Records contained in a dataset |
◆ ◆ ◆ ◆
PR #2948, opened 2019-05-02
migrate deploy script to ethers

cellog:
# Description

This PR migrates the contract deploy script for local dev to ethers. Note that this is the only place that introduces a backwards-compatibility break. The contract address was `contract.options.address` with web3, and is `contract.address` in ethers, so `deploy-unlock.js` will need to be updated when upgrading to the next version of unlock-js

Also, this really shows where ethers shines. The code is concise and easy to reason through, as well as easy to debug (in my experience)

# Issues

Refs #2782 

# Checklist:

### DIFF
--- a/unlock-js/src/deploy.js
+++ b/unlock-js/src/deploy.js
@@ -1,33 +1,31 @@
-const Web3 = require('web3')
+const ethers = require('ethers')
 const gas = require('./constants').GAS_AMOUNTS
 
 export default async function deploy(
   host,
   port,
   Unlock,
-  onNewContractInstance = () => {},
-  web3Object
+  onNewContractInstance = () => {}
 ) {
-  const web3 = web3Object || new Web3(`http://${host}:${port}`)
-  const unlock = new web3.eth.Contract(Unlock.abi)
+  const provider = new ethers.providers.JsonRpcProvider(
+    `http://${host}:${port}`
+  )
+  // Load the wallet to deploy the contract with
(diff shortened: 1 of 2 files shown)


cnasc:
The Ethers API is definitely more fluent than Web3. Looks great, but I'll let someone more familiar with contract deployment give it the thumbs up

unlock-js/src/deploy.js
```diff
@@ -1,33 +1,31 @@
...
+  // Load the wallet to deploy the contract with
+  const wallet = provider.getSigner(0)
+  const factory = new ethers.ContractFactory(
+    Unlock.abi,
+    Unlock.bytecode,
+    wallet
+  )
+  const accounts = await provider.listAccounts()
+  const unlockContract = await factory.deploy({ gasLimit: gas.deployContract })
+  onNewContractInstance(unlockContract)
```
julien51: Shouldn't this be after `await unlockContract.deployed()` to make sure that the callback is only called after the contract has effectively been deplpyed?

julien51: or even after `initialize`?

cellog: That is fine if you'd like. The current (web3-based) implementation calls as soon as we get the contract address, which is what this does. If you'd like to change it to after init that's a trivial change, your call.

cellog:
all fixed up, PTAL @julien51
◆ ◆ ◆ ◆
Your assignment | Print every record exactly, so that each word matches what is written above.

Answer below |
PR #2948, opened 2019-05-02
migrate deploy script to ethers

cellog:
# Description

This PR migrates the contract deploy script for local dev to ethers. Note that this is the only place that introduces a backwards-compatibility break. The contract address was `contract.options.address` with web3, and is `contract.address` in ethers, so `deploy-unlock.js` will need to be updated when upgrading to the next version of unlock-js

Also, this really shows where ethers shines. The code is concise and easy to reason through, as well as easy to debug (in my experience)

# Issues

Refs #2782 

# Checklist:

### DIFF
--- a/unlock-js/src/deploy.js
+++ b/unlock-js/src/deploy.js
@@ -1,33 +1,31 @@
-const Web3 = require('web3')
+const ethers = require('ethers')
 const gas = require('./constants').GAS_AMOUNTS
 
 export default async function deploy(
   host,
   port,
   Unlock,
-  onNewContractInstance = () => {},
-  web3Object
+  onNewContractInstance = () => {}
 ) {
-  const web3 = web3Object || new Web3(`http://${host}:${port}`)
-  const unlock = new web3.eth.Contract(Unlock.abi)
+  const provider = new ethers.providers.JsonRpcProvider(
+    `http://${host}:${port}`
+  )
+  // Load the wallet to deploy the contract with
(diff shortened: 1 of 2 files shown)


cnasc:
The Ethers API is definitely more fluent than Web3. Looks great, but I'll let someone more familiar with contract deployment give it the thumbs up

unlock-js/src/deploy.js
```diff
@@ -1,33 +1,31 @@
...
+  // Load the wallet to deploy the contract with
+  const wallet = provider.getSigner(0)
+  const factory = new ethers.ContractFactory(
+    Unlock.abi,
+    Unlock.bytecode,
+    wallet
+  )
+  const accounts = await provider.listAccounts()
+  const unlockContract = await factory.deploy({ gasLimit: gas.deployContract })
+  onNewContractInstance(unlockContract)
```
julien51: Shouldn't this be after `await unlockContract.deployed()` to make sure that the callback is only called after the contract has effectively been deplpyed?

julien51: or even after `initialize`?

cellog: That is fine if you'd like. The current (web3-based) implementation calls as soon as we get the contract address, which is what this does. If you'd like to change it to after init that's a trivial change, your call.

cellog:
all fixed up, PTAL @julien51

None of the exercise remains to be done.